» PROBLEM TO SOLVE
Find all lines with the word "right" in the material, then copy them.

--------------------

Issue #1207, opened 2025-11-06
State of legend and tracking info not synced between subplots


SammysHP:
If you split the view, the new subplot does not inherit the current state of the legend or tracking info, but uses the default (right/off).

## Steps to reproduce

1. Set legend to left and enable cursor tracking info.
2. Split view.

## Actual result

The new subplot has the legend on the right side and no cursor tracking info.

Pressing the corresponding buttons advances the mode (no legend, more info).

## Expected result

Same state as in other subplot.

## Additional information

PlotJuggler 3.13.2

facontidavide:
thanks for reporting!!!

PR #1260, opened 2026-01-07
Inherit legend settings when splitting plot views

lucabonamini:
**Summary**

Fixed an issue where newly created subplots (via split view) did not inherit the current legend settings from existing plots, causing them to always display the default legend configuration (right-aligned, visible) instead of matching the user's current preferences.

**Motivation**

When users configure their legend settings (left/right alignment, hidden/visible) and then split a view to create additional subplots, they expect the new subplot to maintain the same visual configuration as the existing plots. However, the new subplots were always created with default settings:

- Legend always positioned on the right side
- Legend always visible (even if user had hidden it)
- Pressing legend buttons would advance through modes instead of matching current state

This inconsistent behavior disrupted the user's workflow and required manual reconfiguration of each new subplot to match their preferences.

**Solution**

Enhanced the `onPlotAdded` method in `mainwindow.cpp` to inherit legend settings from the application's current state:

- New subplots now inherit legend visibility from `_labels_status` (hidden/visible)
- New subplots now inherit legend alignment from `_labels_status` (left/right positioning)
- Legend configuration is applied immediately when the subplot is created

The fix ensures that split views maintain visual consistency across all subplots, matching user expectations and improving the overall user experience.

### DIFF
--- a/plotjuggler_app/mainwindow.cpp
+++ b/plotjuggler_app/mainwindow.cpp
@@ -832,6 +832,17 @@ void MainWindow::onPlotAdded(PlotWidget* plot)
   plot->setDefaultStyle(ui->buttonDots->isChecked() ? PlotWidgetBase::LINES_AND_DOTS :
                                                       PlotWidgetBase::LINES);
 
+  // Inherit legend settings from current state
+  plot->activateLegend(_labels_status != LabelStatus::HIDDEN);
+  if (_labels_status == LabelStatus::LEFT)
+  {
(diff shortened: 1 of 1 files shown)


lucabonamini:
Related to #1207

facontidavide:
careful, I think you included changes from #1259 (CSV)

lucabonamini:
Apologies for the mistake, I had accidentally included files from a different PR. This has now been fixed.

facontidavide:
thanks a lot!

--------------------

» OUTPUT BELOW
If you split the view, the new subplot does not inherit the current state of the legend or tracking info, but uses the default (right/off).
The new subplot has the legend on the right side and no cursor tracking info.
Fixed an issue where newly created subplots (via split view) did not inherit the current legend settings from existing plots, causing them to always display the default legend configuration (right-aligned, visible) instead of matching the user's current preferences.
When users configure their legend settings (left/right alignment, hidden/visible) and then split a view to create additional subplots, they expect the new subplot to maintain the same visual configuration as the existing plots. However, the new subplots were always created with default settings:
- Legend always positioned on the right side
- New subplots now inherit legend alignment from `_labels_status` (left/right positioning)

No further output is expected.